(Dataset entries)
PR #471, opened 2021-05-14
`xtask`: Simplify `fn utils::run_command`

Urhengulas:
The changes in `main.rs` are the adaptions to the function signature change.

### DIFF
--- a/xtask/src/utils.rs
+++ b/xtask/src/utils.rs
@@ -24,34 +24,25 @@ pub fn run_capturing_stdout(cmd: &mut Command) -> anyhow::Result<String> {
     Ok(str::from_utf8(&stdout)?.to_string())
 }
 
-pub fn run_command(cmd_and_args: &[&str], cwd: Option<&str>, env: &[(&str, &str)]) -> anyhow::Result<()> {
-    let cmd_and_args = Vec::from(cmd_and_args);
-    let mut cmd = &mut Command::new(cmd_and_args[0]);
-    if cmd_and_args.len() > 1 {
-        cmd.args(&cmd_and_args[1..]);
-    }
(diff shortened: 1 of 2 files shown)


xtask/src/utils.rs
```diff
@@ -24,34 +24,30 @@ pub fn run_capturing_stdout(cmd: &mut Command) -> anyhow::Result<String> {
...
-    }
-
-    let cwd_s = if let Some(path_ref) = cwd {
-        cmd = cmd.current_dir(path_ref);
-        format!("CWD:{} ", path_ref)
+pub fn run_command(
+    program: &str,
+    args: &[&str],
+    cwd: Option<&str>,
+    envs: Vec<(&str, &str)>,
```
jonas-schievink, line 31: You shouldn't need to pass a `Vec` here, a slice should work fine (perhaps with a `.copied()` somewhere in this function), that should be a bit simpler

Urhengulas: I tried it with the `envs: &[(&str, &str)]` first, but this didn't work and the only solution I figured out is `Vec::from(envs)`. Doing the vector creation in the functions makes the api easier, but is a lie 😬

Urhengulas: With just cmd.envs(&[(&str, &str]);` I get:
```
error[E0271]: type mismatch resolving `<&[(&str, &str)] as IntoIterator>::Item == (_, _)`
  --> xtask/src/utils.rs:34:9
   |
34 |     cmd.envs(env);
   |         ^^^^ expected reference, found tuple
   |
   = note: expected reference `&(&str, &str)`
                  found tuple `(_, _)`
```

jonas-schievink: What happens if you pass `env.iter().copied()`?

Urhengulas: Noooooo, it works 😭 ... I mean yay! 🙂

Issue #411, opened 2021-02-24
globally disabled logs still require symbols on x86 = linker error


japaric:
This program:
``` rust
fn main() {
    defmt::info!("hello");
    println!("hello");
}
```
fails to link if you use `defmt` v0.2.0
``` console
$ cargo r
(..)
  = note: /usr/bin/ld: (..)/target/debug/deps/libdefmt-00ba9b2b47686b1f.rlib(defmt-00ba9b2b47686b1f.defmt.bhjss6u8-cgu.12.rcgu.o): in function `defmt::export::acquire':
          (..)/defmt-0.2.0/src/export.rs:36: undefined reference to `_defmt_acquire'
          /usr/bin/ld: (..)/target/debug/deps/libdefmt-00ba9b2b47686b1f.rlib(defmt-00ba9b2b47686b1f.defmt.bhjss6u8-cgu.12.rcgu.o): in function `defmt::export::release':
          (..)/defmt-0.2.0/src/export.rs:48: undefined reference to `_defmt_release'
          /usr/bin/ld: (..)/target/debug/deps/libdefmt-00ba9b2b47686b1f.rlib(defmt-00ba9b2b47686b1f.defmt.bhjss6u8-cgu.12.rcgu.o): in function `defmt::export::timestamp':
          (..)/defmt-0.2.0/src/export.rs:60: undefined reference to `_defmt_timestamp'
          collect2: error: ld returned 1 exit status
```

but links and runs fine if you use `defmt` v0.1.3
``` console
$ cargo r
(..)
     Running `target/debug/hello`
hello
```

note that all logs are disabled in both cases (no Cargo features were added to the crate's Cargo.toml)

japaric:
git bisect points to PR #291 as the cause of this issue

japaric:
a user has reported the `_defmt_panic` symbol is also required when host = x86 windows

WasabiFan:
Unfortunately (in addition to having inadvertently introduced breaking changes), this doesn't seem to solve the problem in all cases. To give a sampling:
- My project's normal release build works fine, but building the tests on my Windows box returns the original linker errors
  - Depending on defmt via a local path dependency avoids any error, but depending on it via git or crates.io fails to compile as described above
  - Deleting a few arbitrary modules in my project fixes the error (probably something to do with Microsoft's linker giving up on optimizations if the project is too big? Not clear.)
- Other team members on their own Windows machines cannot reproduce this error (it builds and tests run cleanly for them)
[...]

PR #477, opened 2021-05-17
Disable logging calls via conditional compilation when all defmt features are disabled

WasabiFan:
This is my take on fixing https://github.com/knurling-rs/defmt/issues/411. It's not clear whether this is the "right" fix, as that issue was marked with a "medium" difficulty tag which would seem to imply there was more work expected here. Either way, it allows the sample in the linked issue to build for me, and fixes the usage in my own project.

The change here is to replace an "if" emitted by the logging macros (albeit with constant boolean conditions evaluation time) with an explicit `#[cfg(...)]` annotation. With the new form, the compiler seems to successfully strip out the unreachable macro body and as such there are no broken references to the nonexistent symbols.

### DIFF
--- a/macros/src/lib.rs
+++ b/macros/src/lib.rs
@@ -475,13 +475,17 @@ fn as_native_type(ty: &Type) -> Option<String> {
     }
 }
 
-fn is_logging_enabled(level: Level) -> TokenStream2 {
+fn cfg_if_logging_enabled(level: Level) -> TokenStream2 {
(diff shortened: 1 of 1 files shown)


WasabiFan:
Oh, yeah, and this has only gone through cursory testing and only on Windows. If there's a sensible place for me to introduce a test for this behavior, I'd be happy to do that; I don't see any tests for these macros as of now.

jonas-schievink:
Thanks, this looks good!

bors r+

### Assignment
Which of the lines above include the string "only"? Pick them out and copy them.

### Completed task
Urhengulas: I tried it with the `envs: &[(&str, &str)]` first, but this didn't work and the only solution I figured out is `Vec::from(envs)`. Doing the vector creation in the functions makes the api easier, but is a lie 😬
Oh, yeah, and this has only gone through cursory testing and only on Windows. If there's a sensible place for me to introduce a test for this behavior, I'd be happy to do that; I don't see any tests for these macros as of now.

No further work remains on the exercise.